1 E aconteceu que no início do trigésimo sexto ano do reinado dos juízes sobre o povo de Néfi, Siblon tomou posse daquelas coisas sagradas que haviam sido entregues a Helamã por Alma;
2 E ele era um homem justo, e andava retamente diante de Deus; e procurou fazer o bem continuamente, para guardar os mandamentos do Senhor seu Deus; e também fez seu irmão.
3 E aconteceu que Morôni também morreu.
4 E assim terminou o trigésimo sexto ano do reinado dos juízes.
5 E aconteceu que no trigésimo sétimo ano do reinado dos Juízes, uma grande companhia de homens, até a quantia de cinco mil e quatrocentos homens, com suas mulheres e seus filhos, partiu de a terra de Zaraenla, para a terra do norte.
6 E aconteceu que Hagoth, sendo ele um homem extremamente curioso, então ele saiu e construiu para ele um navio extremamente grande, nas fronteiras da terra Abundância, pela terra Desolação, e lançou-o para o mar ocidental , pelo estreito pescoço que levava para a terra ao norte.
7 E eis que muitos nefitas entraram ali e navegaram com muitas provisões e também muitas mulheres e crianças; e eles seguiram seu curso para o norte.
8 E assim terminou o trigésimo sétimo ano.
9 E no trigésimo oitavo ano, este homem construiu outros navios.
10 E o primeiro navio também voltou, e muitos outros entraram nele; e eles também tomaram muitas provisões, e partiram novamente para a terra do norte.
11 E aconteceu que nunca mais se ouviu falar deles. E supomos que eles foram afogados nas profundezas do mar.
12 E aconteceu que outro navio também partiu; e para onde ela foi não sabemos.
13 E aconteceu que neste ano, muitas pessoas saíram para a terra do norte. E assim terminou o trigésimo oitavo ano.
14 E aconteceu que no trigésimo nono ano do reinado dos juízes, Siblon morreu também, e Coriânton partiu para a terra do norte, em um navio, para levar provisões para o povo que tinha ido para aquela terra;
15 Portanto, tornou-se conveniente que Siblon conferisse essas coisas sagradas, antes de sua morte, ao filho de Helamã, que se chamava Helamã, sendo chamado pelo nome de seu pai.
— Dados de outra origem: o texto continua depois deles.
PR #135, opened 2024-08-31
Fixes for Source makefile (on top of Olivier's CI fixes)

valassi:
Hi @oliviermattelaer this contains my fixes for Source makefile (on top of your CI fixes)
See https://github.com/madgraph5/madgraph4gpu/pull/980

Still WIP as I have to leave. But at least it gives you the idea.
Thanks
Andrea

### DIFF
--- a/madgraph/iolibs/export_v4.py
+++ b/madgraph/iolibs/export_v4.py
@@ -741,6 +741,7 @@ param_card.inc: ../Cards/param_card.dat\n\t../bin/madevent treatcards param\n'''
                        'model':model_line,
                        'additional_dsample': '',
                        'additional_dependencies':'',
+                       'additional_clean':'',
                        'running': ''} 
 
         if self.opt['running']:
--- a/madgraph/iolibs/template_files/madevent_makefile_source
+++ b/madgraph/iolibs/template_files/madevent_makefile_source
@@ -115,7 +115,7 @@ $(LIBDIR)libiregi.a: $(IREGIDIR)
 	cd $(IREGIDIR); make
 	ln -sf ../Source/$(IREGIDIR)libiregi.a $(LIBDIR)libiregi.a
 
-cleanSource:
+cleanSource: # Clean builds: fortran in this Source
 	$(RM) *.o $(LIBRARIES) $(BINARIES)
 	cd PDF; make clean; cd ..
 	cd PDF/gammaUPC; make clean; cd ../../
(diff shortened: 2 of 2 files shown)


valassi:
Hi @oliviermattelaer this is now complete. It comes together with https://github.com/madgraph5/madgraph4gpu/pull/984

Can you review both please?

Thanks
Andrea

oliviermattelaer:
Hi,

Just to check, is it possible for you to activate the CI? Looks like your commit are not running the CI (which is annoying).
Not very relevant here since we need the gpucpp_for_360 to have the CI all green anyway. (which will have been useful here).

So I do not have any conceptual issue, but since the CI are down I have to check two points
 - [x] that normal madevent is still running
 - [ ] that madweight is generated correctly
both are related to the fact that you add an additional entry in a template and I need to be sure that all instance using that template are modified correctly (I'm confident for the first, less on the second)

Will update this, when I have done the check

oliviermattelaer:
Ok madweight does go as far as such template in this version.
So not possible to state that, so let's merge this and I will see in the gpucpp_for360 branch if this is is an issue and fix it there in case.

oliviermattelaer (approved):

oliviermattelaer:
So I merged those commit within the mg5amcnlo:gpucpp_fixci branch such that I can approve and close this PR (and have the CI triggered).

valassi:
Hi @oliviermattelaer to make it clear: in this PR the only change I ask you to review is https://github.com/mg5amcnlo/mg5amcnlo/pull/135/commits/e1f63e54b2455a02b1efdfb1aa5fbae8865ea4d7

In practice, I split the 'clean' target by adding a 'cleanSource' target
- If you do `make clean` you obtain exactly the same result as before
- But in addition you can also just type `make cleanSource` (which is useful to avoid a loop through P* directories, as in cudacpp I need in any case to loop over P* directories later)

Apart from this, I only added some comments to clean and cleanSource targets.

But otherwise this is identical to what you used in https://github.com/madgraph5/madgraph4gpu/pull/980

valassi:
PS Ah sorry somehow I did not see that you had merged this.

Ok very good, merged in your gpucpp_fixci, that's good, thanks :-)

I will check the rest now

valassi:
> But otherwise this is identical to what you used in [madgraph5/madgraph4gpu#980](https://github.com/madgraph5/madgraph4gpu/pull/980)

JUst for the record: no sorry I had also moved the targets at the end through 'additional_clean'. And I defined this in one place in export_v4.py, but I should have done it in two places. Now fixed in https://github.com/mg5amcnlo/mg5amcnlo/pull/132/commits/fa706c6960932efdfbd9355c7c61790cf33d95d8 (see https://github.com/mg5amcnlo/mg5amcnlo/pull/132#issuecomment-2323195636)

16 Ora, eis que todas aquelas gravuras que estavam na posse de Helamã foram escritas e enviadas entre os filhos dos homens por toda a terra, exceto se as partes ordenadas por Alma não fossem divulgadas.
17 No entanto, essas coisas deviam ser mantidas sagradas e transmitidas de geração em geração; portanto, neste ano eles foram conferidos a Helamã, antes da morte de Siblon.
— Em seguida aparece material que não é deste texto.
PR #137, opened 2024-09-02
Update and complete gpucpp_goodhel (merge with pre-june24 gpucpp) including at least some 3.6.0 update

valassi:
Hi @oliviermattelaer of course I was forgetting. For the goodhel we ALSO need to do this on the mg5amcnlo side.

This is essentially the same as your #126, but on top it has the sync to gpucpp

I would suggest merging this into gpucpp instead of #126 

Can we go ahead?

NB both this and june24 are BIG PRs, so after merging one I will need to fix the orther, whichever the order. Let me know what you prefer...

Thanks
Andrea


valassi:
I take it back: I changed the base of this to gpucpp_goodhel, so you can see the diffs.

I suggest
- merging this #137 into gpucpp_goodhel (ASAP)
- merging then #126 gpucpp_goodhel into gpucpp (this can be done after june24 if needed)
- and then merging https://github.com/madgraph5/madgraph4gpu/pull/955 on the cudacpp side

oliviermattelaer:
I guess this PR is basically the same as #126 if we were cliking on "rebase".
In any case, no issue for me on this one.

For the two others, no objection on my side either. And no preference in the ordering (the only one would be "political" so irrelevant). So I let you choose.

Thanks,

Olivier

valassi:
Hi @oliviermattelaer thanks.

I am getting lost myself with too many branches, so I will merge this one.

Note: gpucpp has changed in the meantime via #121 (including the june24 stuff), so in any case gpucpp_goodhel will NOT be directly mergeable to gpucpp. We will need yet another one (that I am preparing).

Also note, this same valassi_goodhel has been merged to your gpucpp_for360 in #138.

Renaming this to mention pre-june24, and merging this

18 E aconteceu também neste ano que alguns dissidentes foram ter com os lamanitas; e eles foram novamente incitados à ira contra os nefitas.
19 E também nesse mesmo ano, eles desceram com um exército numeroso para guerrear contra o povo de Moronia, ou seja, contra o exército de Moronia, no qual foram derrotados e expulsos de volta para suas próprias terras, sofrendo grandes perdas.
20 E assim terminou o trigésimo nono ano do reinado dos juízes sobre o povo de Néfi.
21 E assim terminou o relato de Alma e Helamã, seu filho, e também Siblon, que era seu filho.